To investigate how the complexity of the algorithms scales with the matrix size, we compare the scaling of the probing method and the stochastic trace estimator on two different test problems with increasing dimension. The first one is the graph Laplacian of a 2D regular square grid, and the second one is the graph Laplacian of a Barabasi-Albert random graph, generated using the pref function of the CONTEST Matlab package [55]. For the probing method on the 2D grid, we use the optimal distance-d coloring with \(\big \lceil \frac{1}{2} (d+1)^2 \big \rceil \) colors described in [26]. For both test problems, we use a relative tolerance \(\epsilon = 10^{-4}\) for the probing method, and a relative tolerance \(\epsilon = 10^{-2}\) and failure probability \(\delta = 10^{-2}\) for adaptive Hutch++, averaging over 100 runs. The results are summarized in Fig. 6, for graphs with a number of nodes from \(n = 2^{10}\) to \(n = 2^{20}\). As expected, the probing method is much more efficient in the case of the 2D grid, since the number of colors used in the distance-d colorings remains constant as n increases. On the other hand, for the Barabasi-Albert random graph, which has a small-world structure, the number of colors used in a distance-d coloring increases with the number of nodes, and hence the scaling for the probing method is significantly worse.

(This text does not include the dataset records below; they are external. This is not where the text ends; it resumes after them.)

PR #168, opened 2024-03-05
feat: Add properties to get x keys and order

lsetiawan:
### Overview

This PR extracts the x keys algorithm to a separate property so that user can get at it from `x_keys`... additionally, users can now call `x_order` to get the x keys in order so they can have information about an x tensor array.

### DIFF
--- a/src/caustics/parametrized.py
+++ b/src/caustics/parametrized.py
@@ -1,8 +1,9 @@
 # mypy: disable-error-code="var-annotated,index,type-arg"
 from collections import OrderedDict
 from math import prod
-from typing import Optional, Union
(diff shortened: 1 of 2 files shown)


lsetiawan:
> Just one question, can this handle an arbitrarily deep hierarchy? Like if I have a simulator with a multiplane lens, with a single plane lens, with an sie lens, will the x_keys and x_order collect that?

Hmm... great question! I'm not quite sure. I simply copied over what was already written in the code and extracted it out. Let me try it real quick and get back to you on that!

ConnorStoneAstro (approved):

The adaptive Hutch++ algorithm also has a better performance for the 2D grid, but the scaling in the problem size is good for both graph categories, since the number of vectors used in the trace approximation does not increase with the matrix dimension. However, the stochastic approach is only viable with a loose tolerance \(\epsilon \) for this kind of problem since low rank approximation is not effective, as discussed in Sect. 6.4. The initial decrease in the execution time for Hutch++ as n increases is caused by the fact that the adaptive algorithm uses a larger number of vectors for the graphs with fewer nodes.

Fig. 6
figure 6

Execution times for the probing method (left, \(\epsilon = 10^{-4}\)) and the adaptive Hutch++ algorithm (right, \(\epsilon = 10^{-2}\)) on the graph Laplacian of a 2D regular grid and a Barabasi-Albert random graph, as a function of the number of nodes n

7 Conclusions

In this paper we have investigated two approaches for approximating the von Neumann entropy of a large, sparse, symmetric positive semidefinite matrix. The first method is a state-of-the-art randomized approach, while the second one is based on the idea of probing. Both methods require the computation of many quadratic forms involving the matrix function f(A) with \(f(x) = - x \log x\), an expensive task given the lack of smoothness of f(x) at \(x=0\). We have examined the use of both polynomial and rational Krylov subspace methods, and combinations of the two. Pole selection and several implementation aspects, such as heuristics and stopping criteria, have been investigated. Numerical experiments in which the entropy is computed for a variety of networks have been used to test the various approximation methods. Not surprisingly, the performance of the methods is affected by the structure of the underlying network, especially for the method based on the probing idea. Our main conclusion is that the probing approach is better suited than the randomized one for graphs with a large-world structure, since they admit distance-d colorings with a relatively small number of colors. Conversely, for complex networks with a small-world structure, the number of colors required for distance-d colorings is larger, so the probing approach becomes more expensive. For this type of graphs, the randomized method is more competitive than the one based on probing, since it is less affected by the structure of the graph; however, for matrices in which low rank approximation cannot be exploited such as the graph Laplacians that we consider, randomized trace estimators are best suited for computing approximations with a relatively low accuracy, since their cost quickly grows as the requested accuracy is increased.